Java NiO read large files by row __java read large files

Source: Internet
Author: User

Do the project process encountered to resolve more than 100 m TXT file, and warehousing. With the previous FileInputStream, BufferedReader obviously not, although readline this method can be read directly by row, but to read a 140M or so, 68W data files, not only time-consuming and will overflow memory, That is, you can't wait until you've read the 68W data, the memory overflows. So we have to use the relevant objects and methods below NiO.

Use a byte buffer (java.nio.ByteBuffer); a channel for reading, writing, mapping, and manipulating Files (Java.nio.channels.FileChannel); Set up a text note set ( Java.nio.charset.Charset); supports read and write to random access files (java.io.RandomAccessFile).
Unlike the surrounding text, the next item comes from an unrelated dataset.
PR #10508, opened 2026-09-02
curate: Add Charcot-Marie-Tooth Disease Axonal Type 2P (MONDO:0013753, LRSAM1)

The idea is: set two buffers, a small, large buffer for each read amount, small buffer for each row of data (make sure the size can hold the longest line in the text). Read when the judge is not a line break 13, is the case to return a row of data, not the words continue to read until the file is finished.

Implementation method:

FileChannel Fc=raf.getchannel ();

Read the number of bytes cached at a time by reading the file
Bytebuffer fbb=bytebuffer.allocate (1024*5);
Fc.read (FBB);
Fbb.flip ();

Bytes cached per line according to your actual requirements

Bytebuffer bb=bytebuffer.allocate (500);


Decide whether to finish reading the file

public Boolean Hasnext () throws IOException {

if (EOF) return false;
if (Fbb.position () ==fbb.limit ()) {//Determine whether the current position is limited to the buffer
if (ReadByte () ==0) return false;
}
while (true) {
if (Fbb.position () ==fbb.limit ()) {
if (ReadByte () ==0) break;
}
byte A=fbb.get ();
if (a==13) {
if (Fbb.position () ==fbb.limit ()) {
if (ReadByte () ==0) break;
}
return true;
}else{
if (Bb.position () < Bb.limit ()) {
Bb.put (a);
}else {
if (ReadByte () ==0) break;
}
}
}
return true;
}

Private int ReadByte () throws ioexception{
        // Makes the buffer ready to reread the included data: it keeps the restrictions unchanged and sets the position to zero.
        fbb.rewind (); The
        //makes the buffer ready for a new sequential channel read or relative get operation: It sets the limit to its current position and then sets the location to zero.
        fbb.clear ();
        if (This.fc.read (FBB) ==-1) {
             EOF=true;
            return 0;
        }else{
             Fbb.flip ();
            return fbb.position ();
        }
    }

    public byte[] Next () {
        bb.flip ()

It is important here to return the byte array to facilitate, the row is split in the case of merging, otherwise, if the buffer limit is reached, a Chinese character is removed two bytes, it will display an abnormal
byte tm[] = Arrays.copyofrange (Bb.array (), Bb.position (), Bb.limit ());
Bb.clear ();
return TM;
}



Contact Us

The content source of this page is from Internet, which doesn't represent Alibaba Cloud's opinion; products and services mentioned on that page don't have any relationship with Alibaba Cloud. If the content of the page makes you feel confusing, please write us an email, we will handle the problem within 5 days after receiving your email.

If you find any instances of plagiarism from the community, please send an email to: info-contact@alibabacloud.com and provide relevant evidence. A staff member will contact you within 5 working days.

A Free Trial That Lets You Build Big!

Start building with 50+ products and up to 12 months usage for Elastic Compute Service

  • Sales Support

    1 on 1 presale consultation

  • After-Sales Support

    24/7 Technical Support 6 Free Tickets per Quarter Faster Response

  • Alibaba Cloud offers highly flexible support services tailored to meet your exact needs.